Seit Sonntag ist Mursi ein Jahr im Amt. Die Muslimbruderschaft war sowohl aus der Parlaments- als auch der Präsidentenwahl als stärkste Kraft hervorgegangen. Mursi war am Dienstag erneut mit Armeechef und Verteidigungsminister General Abdel Fattah al-Sisi sowie Regierungschef Hischam Kandil zu einer Krisensitzung zusammengekommen. Einzelheiten der Unterredung wurden nicht bekannt.

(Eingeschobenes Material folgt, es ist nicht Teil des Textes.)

PR #407, opened 2024-02-28
Stop limiting num-connections based on num-known-IPs (Improve S3-Express performance)

graebm:
**Issue:**
Disappointing S3-Express performance.

**Description of changes:**
Stop limiting num-connections based on num-known-IPs.

**Diagnosing the issue:**
We found that num-connections was never getting very high, because [num-connections scales based on the num-known-IPs](https://github.com/awslabs/aws-c-s3/blob/593c2ab24608d3e78708d51657be22f6ab99cb50/source/s3_client.c#L179). S3-Express endpoints have very few IPs, so their num-connections weren't scaling very high.

The algorithm was adding 10 connections per known-IP. On a 100Gb/s machine, this maxed out at 250 connections once 25 IPs were known. But S3-Express endpoints only have 4 unique IPs, so they never got higher than 40 connections.

This algorithm was written back when S3 returned 1 IP per DNS query. The intention was to throttle connections until more IPs were known, in order to spread load among S3's server fleet. However, as of Aug 2023 [S3 provides multiple IPs per DNS query](https://aws.amazon.com/about-aws/whats-new/2023/08/amazon-s3-multivalue-answer-response-dns-queries/). So now, we can scale up to max connections after the first DNS query and still be spreading load.

We also believed that spreading load was a key to good performance. But I found that spreading the load didn't have much impact on performance (at least now, in 2024, on the 100Gb/s machine I was using). Tests where I hard-coded a single IP and hit it with max-connections didn't differ much from tests where the load was spread among 8 IPs or 100 IPs.

I want to get this change out quickly and help S3-Express, so I picked magic numbers where the num-connections math ends up with the same result as the old algorithm. Normal S3 performance is mildly improved (max-connections is reached immediately, instead of scaling up over 30sec as it finds more IPs). S3 Express performance is MUCH improved.

**Future Work:**
Improve this algorithm further:
- expect higher throughput on connections to S3 Express
- expect lower throughput on connections transferring small objects
- dynamic scaling without a bunch of magic numbers ??? (sounds cool, but I don't have any ideas how this would work yet)

### DIFF
--- a/source/s3_client.c
+++ b/source/s3_client.c
@@ -64,7 +64,7 @@ static const uint32_t s_max_requests_multiplier = 4;
  * TODO: Improve this algorithm (expect higher throughput for S3 Express,
  * expect lower throughput for small objects, etc)
  */
-static const double s_throughput_per_connection_gbps = 100.0 / 160;
+static const double s_throughput_per_connection_gbps = 100.0 / 250;
 
 /* After throughput math, clamp the min/max number of connections */
 const uint32_t g_min_num_connections = 10;     /* Magic value based on: 10 was old behavior */
--- a/source/s3_client.c
+++ b/source/s3_client.c
@@ -51,21 +51,24 @@ struct aws_s3_meta_request_work {
 
 static const enum aws_log_level s_log_level_client_stats = AWS_LL_INFO;
 
+/* max-requests-in-flight = ideal-num-connections * s_max_requests_multiplier */
 static const uint32_t s_max_requests_multiplier = 4;
 
-/* TODO Provide analysis on origins of this value. */
-static const double s_throughput_per_vip_gbps = 4.0;
+/* This is used to determine the ideal number of HTTP connections. Algorithm is roughly:
+ * ideal-num-connections = throughput-target-gpbs / s_throughput_per_connection_gbps
+ *
+ * Magic value based on:
+ * We found 160 connections gave best performance for 30 GiB download
+ * (3840 8MiB parts) on 100Gbps c5n.18xlarge.
+ *
+ * TODO: Improve this algorithm (expect higher throughput for S3 Express,
+ * expect lower throughput for small objects, etc)
+ */
+static const double s_throughput_per_connection_gbps = 100.0 / 160;
 
-/* Preferred amount of active connections per meta request type. */
-const uint32_t g_num_conns_per_vip_meta_request_look_up[AWS_S3_META_REQUEST_TYPE_MAX] = {
-    10, /* AWS_S3_META_REQUEST_TYPE_DEFAULT */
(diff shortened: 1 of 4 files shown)


source/s3_client.c
```diff
@@ -151,32 +152,9 @@ uint32_t aws_s3_client_get_max_active_connections(
     struct aws_s3_client *client,
     struct aws_s3_meta_request *meta_request) {
     AWS_PRECONDITION(client);
+    (void)meta_request;
```
TingDaoK, line 155: why not just remove `meta_request` from the args, it's a private helper.

Or do we even need this helper? Can we just have it as a member of client? It won't change after the client initialized now, right?

source/s3_client.c
```diff
@@ -1687,7 +1669,7 @@ static bool s_s3_client_should_update_meta_request(
     size_t num_known_vips = client->vtable->get_host_address_count(
         client->client_bootstrap->host_resolver, endpoint->host_name, AWS_GET_HOST_ADDRESS_COUNT_RECORD_TYPE_A);
     if (num_known_vips == 0 && (client->threaded_data.num_requests_being_prepared +
-                                client->threaded_data.request_queue_size) >= g_max_num_connections_per_vip) {
+                                client->threaded_data.request_queue_size) >= g_min_num_connections) {
```
TingDaoK, line 1672: do we still want this?

TingDaoK (commented):
> DNS Load Balancing: DNS resolver continuously harvests Amazon S3 IP addresses. When load is spread across the S3 fleet, overall throughput is better than if all connections were hammering the same IP simultaneously.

Auf das Armee-Ultimatum hatte der Präsident zuvor sehr verärgert reagiert. Nach Angaben der Zeitung "Al Ahram" beklagte das Präsidialamt, dass Mursi im Vorfeld nicht konsultiert worden sei. Das Vorgehen der Militärs verdeutlicht die Sonderstellung der Armee, die in Ägypten wie ein Staat im Staate agiert. Die Armee wies derweil die Vorwürfe eines Putsches zurück und betonte, lediglich eine Lösung der Krise forcieren zu wollen.
Gegner drohen mit weiteren Aktionen
Die Gegner des Präsidenten drohen mit weiteren Aktionen - allen voran die Protestbewegung "Tamarud". Die Gruppierung hatte seit Anfang Mai nach eigenen Angaben mehr als 22 Millionen Unterschriften gegen Mursi gesammelt.
US-Präsident Barack Obama forderte den ägyptischen Staatschef in einem Telefongespräch auf, auf die Opposition zugehen. Das Weiße Haus teilte mit, Obama habe unterstrichen, die gegenwärtige Krise sei nur in einem politischen Prozess zu lösen. Demokratie bedeute mehr als Wahlen. "Es geht auch darum, dass die Stimmen aller Ägypter gehört und von der Regierung repräsentiert werden."
Die Unruhen verschlechtern inzwischen mehr und mehr die Wirtschaftslage, lassen die Zahl der Arbeitslosen und die Kriminalität steigen. Die Währungsreserven schrumpfen. Es gibt Engpässe bei der Versorgung mit Benzin und anderen Waren. Seit Sonntag ist Mursi als erster freigewählter Präsident des Landes ein Jahr im Amt. Die Muslimbruderschaft war sowohl aus der Parlaments- als auch der Präsidentenwahl als stärkste Kraft hervorgegangen.
Im Machtkampf musste Mursi zudem eine juristische Schlappe hinnehmen. Das höchste Kassationsgericht erklärte die Ernennung von Talaat Abdullah zum Generalstaatsanwalt durch das Staatsoberhaupt für ungültig. Die Richter ordneten die Rückkehr des im November 2012 entlassenen obersten Strafverfolgers Abdel Meguid Mahmud an.
Außerdem laufen Mursi die Minister weg. Nachdem am Montag bereits fünf Minister ihren Rücktritt eingereicht hatten, folgte Außenminister Mohammed Kamel Amr.
Außenministerium gibt keine Reisewarnung für Ägypten
Das Außenministerium in Brüssel spricht trotz der angespannten Lage in Ägypten keine Reisewarnung für das Land aus. Wohl aber empfiehlt es Touristen, Großstädte wie Kairo zu meiden und allgemein sehr vorsichtig zu sein.
Vor Reisen in die Urlaubsgebiete an den Küsten wolle man derzeit nicht abraten, sagte Außenminister Didier Reynders am Mittwochmorgen im flämischen Rundfunk. Touristen sollten jedoch nicht individuell, sondern eher in Gruppen reisen.